Sure, Oscar season is incredibly enjoyable, and I like discovering the deep, emotionally complex films that awards season puts on my radar. But once that circus settles down, it's also nice to refresh the brain with a bit of silly fun. Fortunately for my dumb brain, 2013's White House Down was the next thing on my Netflix queue. The plot... Hahaha! Who cares?
All right, fine. Channing Tatum wants to be a Secret Service agent to impress his disaffected-yet-politically-interested daughter. The two of them go to the White House for his interview, conducted by a high school acquaintance of his (Maggie Gyllenhaal). Though they're excited to bump into the President (Jamie Foxx, playing an Obama knockoff to the hilt), the interview doesn't go well. It is at this moment that the head of Secret Service (James Woods) stages a coup, along with some generic terrorists. Tatum and Foxx fight back a la Die Hard, the kid is somewhat obnoxiously precocious, puns and other tortured wordplay are slung around with wild abandon, there's a final twist... You know the drill.
I sound dismissive, but the paint-by-numbers nature of the plot isn't a bad thing in this case. I wasn't looking to have my preconceptions about the nature of the human condition challenged. I wasn't looking to be educated on the intricacies of peace treaties in the Middle East. I wanted to spend a couple hours watching a goofy action flick that wasn't overtly stupid, and that's what I got. Likewise, I don't want to do cartwheels over it, because even for a movie that knowingly follows a rigid screenwriting guide to action movies, some sections were pretty rote.

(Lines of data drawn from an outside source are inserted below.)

Issue #1022, opened 2026-06-02
budget: read-only directory access to display source statement files


natb1:
## Context

Part of the local-first data-ownership program (see parent epic). Transactions in the
budget originate from source statement files (`.qfx`, CSV, PDF) that live in the user's
synced statements folder. Showing the raw source file behind a transaction gives the
user provenance — a way to verify a parsed transaction against its original statement —
without any upload or re-parsing.

## Approach

Persist a directory handle (FSA) for the statements folder. Resolve a transaction's
recorded source-statement filename against that directory handle and render the raw
file in the UI (`.qfx`/CSV as text, PDF in an embedded viewer). Access is read-only —
no writes, no parsing, no upload.

## Acceptance criteria

- [ ] A statement-linked transaction can open its source file from the persisted
      directory handle.
- [ ] Access is read-only (no write, no parse, no upload).
- [ ] A missing or moved source file is handled gracefully (clear message, no crash).

## References

- Parent epic: local-first data ownership via the File System Access API.

PR #1143, opened 2026-06-05
budget: persist FSA file handle for picker-free .benc load

natb1:
Closes #1018

## What

First slice of the local-first data-ownership epic (#1026): persist a Chromium
**File System Access API** `FileSystemFileHandle` so the budget app re-opens the
same on-disk synced `.benc` across sessions without a fresh upload every time.

The real filesystem stays the single source of truth on every browser. Chromium
re-opens it via the persisted handle; non-Chromium browsers keep re-reading it via
the existing `<input type=file>` picker each session, unchanged. No browser-private
copy (OPFS) is kept — IndexedDB remains a cache of the parsed working data, never a
source of truth. BENC stays encrypted at rest; the password is prompted via the
existing `promptPassword` and held in memory only.

## How

Three units:

1. **`budget/src/idb.ts`** — persist the handle in the `meta` store
   (`FileHandleMeta` + `putFileHandle`/`getFileHandle`/`clearFileHandle`), and stop
   `storeParsedData` from wiping it: the clear loop now skips the `meta` store, so a
   data load overwrites the `upload` record while the separate `fileHandle` record
   survives. `clearAll` (the "Clear data" button) still drops the handle — the
   correct unlink-on-clear behavior.

2. **`budget/src/local-file.ts`** (new) — the entire FSA platform surface behind a
   small interface: `isFsaSupported`, `pickBencFile` (returns `null` on user cancel),
   `queryReadPermission`/`requestReadPermission` (mode `"read"`; #1019 upgrades to
   `"readwrite"`), and `readFileFromHandle`. Owns the minimal ambient type
   declarations the API needs (`showOpenFilePicker`, `queryPermission`/
   `requestPermission`), which are not in baseline `lib.dom.d.ts`.

3. **`budget/src/main.ts`** — the startup ladder and picker UI. `loadFromFile` is
   extracted from `handleFileUpload`'s core pipeline; `loadFromHandle` reads the
   handle (stale-handle read failures clear the handle and surface a re-link picker)
   then reuses `handleFileUpload`'s parse/validation error handling. On launch: a
   `granted` handle auto-loads with no picker; a `prompt` handle shows cached/seed
   data plus a one-click "Reload <name>" button; otherwise the existing cached/seed
   path runs unchanged. When FSA is unsupported, the `<input>` upload path is the
   active path, untouched.

## Acceptance criteria

- [x] The `FileSystemFileHandle` is persisted in the IDB `meta` store.
- [x] A returning session with permission `granted` auto-loads with no picker; with
      permission in `prompt` state, one click re-grants and loads.
- [x] A stale/invalid handle falls back to the re-link picker rather than erroring.
- [x] Non-Chromium browsers use the existing upload `<input>` path unchanged.
- [x] BENC decrypt path is unchanged.

## Verification

- `npx vitest run --root budget` — full suite green (892 passed, 7 skipped),
  including the new idb, local-file, and main ladder tests.
- `npx tsc --noEmit --project budget` — clean (ambient FSA declarations type-check,
  no `any` leaks).
- `npm run build --prefix budget` — succeeds.

Out of scope (later epic slices): write-back (#1019), `lastModified` reload (#1020),
PWA install (#1021), directory access (#1022).

### DIFF
--- a/budget/src/idb.ts
+++ b/budget/src/idb.ts
@@ -110,7 +110,12 @@ export async function storeParsedData(data: ParsedData): Promise<void> {
     stores[name] = tx.objectStore(name);
   }
 
-  // Clear all stores first (skip "meta" to preserve the persisted fileHandle record)
+  // Clear all stores first. The "meta" store is special: it mixes the
+  // parsed-data cache (the "upload" record) with capability records (the
+  // persisted "fileHandle"). A reload replaces the former and must preserve the
+  // latter, so delete only the "upload" key here rather than clearing the whole
+  // store — clearing it blindly would also drop the fileHandle, and skipping it
+  // blindly would silently retain any future meta key.
   const clearPromises: Promise<void>[] = [];
   for (const name of STORE_NAMES) {
     if (name === "meta") continue;
@@ -122,6 +127,13 @@ export async function storeParsedData(data: ParsedData): Promise<void> {
       }),
     );
   }
+  clearPromises.push(
+    new Promise((resolve, reject) => {
+      const req = stores.meta.delete("upload");
+      req.onsuccess = () => resolve();
+      req.onerror = () => reject(req.error);
+    }),
+  );
   await Promise.all(clearPromises);
 
   // Write all records
--- a/budget/src/idb.ts
+++ b/budget/src/idb.ts
@@ -67,6 +67,24 @@ export interface UploadMeta {
   exportedAt: string;
 }
 
+export interface FileHandleMeta {
+  key: "fileHandle";
+  handle: FileSystemFileHandle;
+}
+
+export async function putFileHandle(handle: FileSystemFileHandle): Promise<void> {
+  await put("meta", { key: "fileHandle", handle });
+}
+
+export async function getFileHandle(): Promise<FileSystemFileHandle | undefined> {
+  const record = await get<FileHandleMeta>("meta", "fileHandle");
+  return record?.handle;
+}
+
+export async function clearFileHandle(): Promise<void> {
+  await deleteRecord("meta", "fileHandle");
+}
+
 export interface ParsedData {
   transactions: IdbTransaction[];
   budgets: IdbBudget[];
@@ -92,9 +110,10 @@ export async function storeParsedData(data: ParsedData): Promise<void> {
     stores[name] = tx.objectStore(name);
   }
 
-  // Clear all stores first
+  // Clear all stores first (skip "meta" to preserve the persisted fileHandle record)
   const clearPromises: Promise<void>[] = [];
   for (const name of STORE_NAMES) {
+    if (name === "meta") continue;
     clearPromises.push(
       new Promise((resolve, reject) => {
         const req = stores[name].clear();
--- a/budget/src/local-file.ts
+++ b/budget/src/local-file.ts
@@ -1,0 +1,70 @@
+// File System Access API (FSA) surface for the budget app.
+//
+// `window.showOpenFilePicker` and `FileSystemHandle.queryPermission` /
+// `requestPermission` are not in baseline `lib.dom.d.ts`, so this module owns
+// the minimal ambient declarations. The FSA primitives let a Chromium browser
+// persist a `FileSystemFileHandle` (stored in IDB) and re-open the same on-disk
+// `.benc` across sessions; non-Chromium browsers fall back to the existing
+// `<input type=file>` upload path (detected via `isFsaSupported`).
+
+interface FileSystemHandlePermissionDescriptor {
+  mode?: "read" | "readwrite";
+}
+interface OpenFilePickerOptions {
+  multiple?: boolean;
+  types?: { description?: string; accept: Record<string, string[]> }[];
+}
+declare global {
+  interface Window {
+    showOpenFilePicker(options?: OpenFilePickerOptions): Promise<FileSystemFileHandle[]>;
+  }
+  interface FileSystemHandle {
+    queryPermission(descriptor?: FileSystemHandlePermissionDescriptor): Promise<PermissionState>;
+    requestPermission(descriptor?: FileSystemHandlePermissionDescriptor): Promise<PermissionState>;
+  }
+}
+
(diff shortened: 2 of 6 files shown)


natb1:
## Autonomous QA — #1018 (FSA persisted file handle, upload fallback)

**Result: clean autonomous pass.** All machine-verifiable items PASS; 0
needs-human-judgment items; no bugs.

The change is purely client-side (IndexedDB, FSA file picker/handle, startup
ladder). Its private-data / native-dialog flows (the FSA picker, the persisted
on-disk `.benc`, cross-session permission state) are out of scope for the
public-data walkthrough, so the QA plan focused on the public-data-reachable
**startup regression** and deferred the FSA-specific flows to the unit suite.

### Pre-QA acceptance check
`run-acceptance-tests.sh budget` — **443 passed, 1 skipped.**

### Browser walkthrough
Skipped — the Chrome extension permission could not be granted in this
autonomous background session (navigate denied repeatedly; no user present for
the permit popup). Fell through to non-browser verification using the passing
acceptance suite as machine-verifiable evidence (qa-fix Step 3.d.1).

### Items walked (machine-verifiable) — PASS 3 / FAIL 0 / SKIP 0
1. **App startup renders the seed view** — the new `initialize()` checks
   `getFileHandle()` first and, with no persisted handle, falls through to the
   seed branch. Asserted by every spec that loads `/transactions` with empty IDB
   (`#seed-data-notice` visible). PASS.
2. **No startup console errors from the FSA wiring** — `isFsaSupported()`
   detection and the conditional `uploadLabel` handler register without throwing.
   PASS.
3. **Legacy `<input>` upload path intact** — the new FSA `preventDefault()` on
   the label does not break the legacy `.upload-input`; upload (valid, invalid,
   encrypted correct/wrong password, clear-to-seed) tests pass, and
   `storeParsedData`'s new meta-skip does not break parsed-data storage/reload.
   PASS.

### Deferred to automated tests (private-data / native-dialog flows)
Not needs-human-judgment items — covered by the unit suite CI runs:
- `main.test.ts` — auto-load when permission `granted`; one-click reload button
  when permission is `prompt`; stale-handle clear + re-link error when the file
  is gone.
- `local-file.test.ts` — `isFsaSupported()` capability detection (non-Chromium
  `<input>` fallback path).
- `upload.spec.ts` — BENC decrypt path (encrypted-fixture tests), unchanged.

natb1:
## Review phase — consolidated findings

Single pass over the diff combining `/code-review max --fix`, `/review`, and the surface-gated security fan-out (input-validation, secrets, red-team, `/security-review`, auth, data-exposure, firebase), plus inline CodeQL. Findings de-duplicated into one disposition. All fixes landed in `a5528137`.

### Fixed
- **`main.ts` reload button stranding** (`showReloadPrompt`, ~main.ts:414) — when the re-grant picker was canceled, `button.remove()` ran unconditionally, leaving the user with no reload affordance and a hidden upload control. Now guarded on an actual transition to `local` state. _(code-review)_
- **`main.ts` permission-`denied` dead end** (`initialize`) — a `denied` handle was kept in IDB forever while showing stale cached/seed data with no explanation or recovery. The browser never re-prompts for a denied handle, so it is now dropped on startup and the user gets an "unlinked" notice. _(review)_
- **`idb.ts` meta-store clear intent** (`storeParsedData`) — replaced the blanket "skip the whole `meta` store" with an explicit `delete("upload")`, so a reload still preserves the persisted `fileHandle` without silently retaining any future `meta` key. Behavior-equivalent for the current key set; clearer intent. _(review)_
- **Tests** — added coverage for the content-validation handle-clear, the `denied` startup path, and the reload-button→picker fallback; reset `getMeta`/`storeParsedData` mocks per test to avoid cross-test pollution. _(review)_

### Required (security)
- **Persisted handle survives a failed content-validation load** (`loadFromHandle`, ~main.ts:320) — high confidence. A handle pointing at a non-budget file (wrong file picked) was auto-loaded, failed `parseUploadedJson`, but stayed in IDB, so every subsequent startup re-attempted and re-failed the load — a permanent failing-load loop with no self-recovery. Fixed by running the parse pipeline directly in `loadFromHandle` and calling `clearFileHandle()` on `UploadValidationError`. A wrong decryption password throws a different error and keeps the handle (the file is valid; the user can retry). OWASP A04:2021 Insecure Design / STRIDE DoS. Fixed in `a5528137`. _(red-team)_

### Informational
- **`pickAndLoad` outer try/catch is currently unreachable** (~main.ts:315) — `loadFromHandle` now surfaces its own errors and does not rethrow, so the wrapping catch never fires. Harmless; left in place as defense-in-depth. No change. _(review)_

### Dismissed
- **Reload button appended to `authContainer`** (~main.ts:405) — cosmetic nav layout placement, no functional impact. _(review, low)_
- **`isFsaSupported()` checked at load-time for the click handler vs per-event for keydown** (~main.ts:329) — it reads a static runtime property (`window.showOpenFilePicker`) that cannot change mid-session; the inconsistency is cosmetic. _(review, low)_
- **`pickBencFile` returns `handles[0]` without an empty-array guard** (`local-file.ts:43`) — the FSA spec guarantees at least one handle when `multiple: false` and the user confirms; the empty case is unreachable. _(review, low)_

### False-positive (security)
- **`handle.name` rendered in the reload button text** (~main.ts:404) — `textContent` prevents HTML injection; injecting a misleading filename requires attacker-controlled IDB write on the same origin, which already implies full origin compromise, making this moot. _(red-team, low)_

### Deferred
- **FSA picker accepts unencrypted `.json`, enabling passwordless auto-load** (`local-file.ts:41`) — genuine concern, but the existing `<input>` upload path already accepts `.json` (not a regression from this PR); restricting the picker or adding an unencrypted-file warning is a behavior change beyond this slice's scope. Filed as #1147 (blocked by #1018). _(red-team, medium)_

### Security scan coverage
- input-validation, secrets, auth, data-exposure, firebase, and the built-in `/security-review` all returned **clean**.
- CodeQL: **0 open alerts** for this PR ref.
- Dependency audit: **skipped** — the diff touches no `package.json` / `package-lock.json`.

PR #1157, opened 2026-06-05
budget: encrypted write-back of .benc via FileSyncingDataSource

natb1:
Closes #1019

## Summary

S2 of the local-first data-ownership epic (#1026). S1 (#1018) gave the budget app a
persisted FSA `FileSystemFileHandle` so it re-opens the user's on-disk `.benc` across
sessions — but load-only. This PR closes the loop: UI edits now write back, encrypted
and in place, to that same on-disk file, so the user's synced file becomes the durable
source of truth instead of a re-uploaded copy.

A new `FileSyncingDataSource` decorator over `IdbDataSource` mirrors every mutation to
disk via a debounced (`800ms`), single-flight encrypted write:
`exportToJson → encrypt → handle.createWritable`. Reads delegate straight through. The
scheduler state (handle, password, debounce timer) lives at module scope in a new
`file-sync.ts` — `createDataSource()` builds a fresh `IdbDataSource` on every render, so
per-instance state would drop a pending write across a navigation.

## What changed

- **`local-file.ts`** — upgraded the FSA permission helpers to `readwrite`
  (`queryReadWritePermission` / `requestReadWritePermission`) — a single grant covers
  both load and write-back rather than prompting twice. Added `writeFileToHandle`, which
  overwrites the on-disk file via `createWritable` (closing the stream in a `finally`).
- **`file-sync.ts`** (new) — module-scoped write-back coordinator: `configureFileSync`
  arms it, `scheduleWriteBack` debounces, `flushWriteBack` force-runs pending writes
  (single-flight), `resetFileSync` disarms. `doWrite` re-checks/requests permission
  defensively, then `exportToJson → encrypt → writeFileToHandle`. Write failures are
  logged, never thrown, so a failed write can't crash the editing UI.
- **`data-source.ts`** — thin `FileSyncingDataSource` decorator: 13 reads delegate
  straight through; 16 mutations delegate and then call `scheduleWriteBack()`.
- **`main.ts`** — wraps the local `DataSource`; arms sync on a successful encrypted
  handle load (`configureFileSync(handle, importPassword)`); secures readwrite inside the
  picker user-gesture in `pickAndLoad`; force-flushes on `visibilitychange → hidden`;
  disarms via `resetFileSync()` on clear-data.

## Acceptance-criteria mapping

- **UI edits persist back to the on-disk `.benc` in place (a handle write, not a
  download)** → `doWrite` → `writeFileToHandle` / `createWritable`, triggered by the
  decorator on every mutation.
- **Derived key in memory for the session only, never persisted** → reuses the in-memory
  `importPassword`; passed to `configureFileSync`, never written to IDB/storage.
- **Pending write flushed on `visibilitychange → hidden`** → the top-level listener calls
  `flushWriteBack`.
- **Seed mode (no file handle) unaffected** → `SeedDataSource` stays unwrapped;
  `scheduleWriteBack` no-ops when unconfigured; `resetFileSync` runs on clear.
- **Written bytes remain BENC-encrypted** → `doWrite` always `encrypt`s before writing,
  and write-back is armed only when `importPassword` (an encrypted source) is present.

## Out of scope

The Export button stays as the manual download path. The non-FSA `<input>` upload path
keeps no handle, so it does not write back (users still Export). Reload-on-external-change
is the sibling issue #1020.

## Verification

- `npm run test --prefix budget` — green (new `file-sync` suite; updated
  `local-file` / `data-source` / `main` suites).
- `npm run build --prefix budget` — production build succeeds.


natb1:
## QA pass — encrypted write-back of `.benc` (#1019)

**Autonomous QA: clean pass.** No bugs, no needs-human-judgment items.

### Pre-QA acceptance check
PASS — **441 passed, 3 skipped, 0 failed** (Playwright, run in-WSL). Covers seed-mode boot, navigation across all views, and the upload / encrypted-decrypt path.

### Items walked
| # | Item | Verification | Result |
|---|------|--------------|--------|
| 1 | Seed mode is unaffected by the write-back wiring | machine-verifiable | **PASS** |

- **PASS: 1 · FAIL: 0 · SKIP: 0**

Item 1 evidence: the acceptance suite boots the app in seed mode and navigates every view (transactions, budgets, accounts, rules). The new wiring — the `FileSyncingDataSource` decorator, the `file-sync.js` imports, and the top-level `visibilitychange` listener — introduced no boot regression. `scheduleWriteBack()` is a no-op until `configureFileSync` arms a handle, so seed mode never touches the write-back path. Satisfies the "Seed mode (no file handle) is unaffected" criterion.

### Interactive browser walkthrough — not run
The Chrome extension was unavailable this session: only a Windows browser is connected, and the `navigate` permission was denied on both the call and its retry. Per the QA fallthrough, the one reachable item was verified via the non-browser path instead (the in-WSL acceptance suite above, which exercises the same seed-mode boot + navigation more reliably than the Windows-Chrome→WSL-emulator bridge).

### Deferred — not reachable via public seed data
The remaining acceptance criteria are only reachable by picking a real on-disk `.benc` through the FSA file picker and entering a session password (private data behind a user file-picker interaction):
- UI edits write back to the on-disk `.benc` in place (handle write, not a download)
- The derived key lives in memory for the session only, never persisted
- A pending write is flushed on `visibilitychange → hidden`
- Written bytes remain BENC-encrypted

These are out of scope for the public-data walkthrough per the QA data policy and are covered by the unit suite — `file-sync.test.ts`, `local-file.test.ts`, `main.test.ts`, `data-source.test.ts` — green in CI.

natb1:

`/code-review max --fix`, `/review`, and the surface-gated security fan-out
(input-validation, secrets, red-team, `/security-review`, auth, data-exposure,
firebase) ran over the same diff. CodeQL: **0 open alerts**. Dependency audit:
**not run** (no `package.json`/lockfile change). All findings below are
de-duplicated across sources.

### Fixed — `63a2b8eb`

- **`local-file.ts` `writeFileToHandle` could destroy the on-disk file on a failed
  write.** `createWritable()` defaults to `keepExistingData:false`, so a `close()`
  after a failed `write()` commits a truncated/empty file over the user's `.benc`.
  Now `abort()`s the writable on failure and rethrows.
  _(code-review; independently confirmed by red-team [high] and auth.)_
- **`file-sync.ts` flush did not drain mutations made during an in-flight write, and
  double-wrote on concurrent flush.** The "needs another write" signal now comes from
  mutations (`scheduleWriteBack` sets a `dirty` flag), not from flush calls, so a
  concurrent flush (e.g. `visibilitychange→hidden`) waits until every pending write —
  including one queued mid-flight — is on disk, without redundantly re-writing
  unchanged state. _(code-review, review.)_
- **Clear-data could clobber the on-disk file with a stale/empty snapshot.** A write
  in flight when the user clears data captured the handle/password locally and would
  still run, re-reading the now-cleared IDB. A generation counter now makes `doWrite`
  bail before touching disk if the session was reset or re-armed while it ran.
  _(review, red-team, auth — all the `resetFileSync`-vs-in-flight findings.)_

Tests added: concurrent-flush drain, mutation-during-write, reset-mid-write.

### Deferred → follow-up #1166

- **Write-back failures are logged but never surfaced to the user.** A persistent
  failure (revoked permission, disk full) silently diverges IDB from the on-disk
  `.benc`. Filed as #1166 (blocked_by #1019) — the error-surfacing layer is out of
  scope for the write-back mechanism this PR delivers. _(review, red-team [high],
  auth — folded into one follow-up.)_

### Informational — no change

- **`visibilitychange→hidden` flush is best-effort.** If the OS kills the tab before
  the async write completes, the last edit can still be lost. The drain fix above
  tightens this, but the page-termination window is an inherent browser limitation;
  the acceptance criterion (flush on hidden) is met.
- **Plaintext `.benc` loaded via an FSA handle does not write back.** Write-back is
  armed only when an `importPassword` exists (`main.ts`), i.e. encrypted files —
  consistent with the epic's "written bytes remain BENC-encrypted" constraint. No
  user indication that a plaintext file is read-only; minor, deliberate.
- **`requestReadWritePermission` re-request inside `doWrite` runs outside a user
  gesture** (debounced timer / visibilitychange) and harmlessly no-ops; the granted
  case is covered by the `queryReadWritePermission` check and the pick-time grant.
- **Raw error object passed to `logError` on write failure** (`doWrite` catch).
  WebCrypto/`DOMException` errors do not echo plaintext or the password, and no remote
  log sink is registered (console only) — exposure is speculative. _(data-exposure.)_
- **Session password held in module scope** is readable via DevTools / a malicious
  extension. This is the intended in-memory-only session-key design (#1019/#1026); the
  trade-off was decided in the epic. _(data-exposure.)_
- **Password is structure-cloned to the crypto worker on each encrypt** (`crypto.ts`,
  pre-existing, not touched by this diff). Deriving the key once in the worker would
  narrow the window; out of scope (pre-existing architecture). _(red-team.)_

### Dismissed

- **Empty-password write-back failure via `configureFileSync`** (input-validation,
  medium). Unreachable: `decrypt` (`crypto.ts`) rejects an empty password, so
  `importPassword` is never an empty string when `configureFileSync` is called.

### Security (no real vulnerabilities)

- secrets, `/security-review`, firebase: **no findings**.
- No CodeQL alerts; no dependency changes to audit.
- No `required` security finding left unresolved.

Still, the filmmakers knew exactly what kind of movie they were making, and have a good sense of humor about it. The actors are genial, and just on the right side of hammy. Will this movie inspire controversial think-pieces in the film criticism community? No. But it would be one hell of a flick to live-tweet, and was a nice batch of the kind of dumb fun we Americans excel at. USA! USA!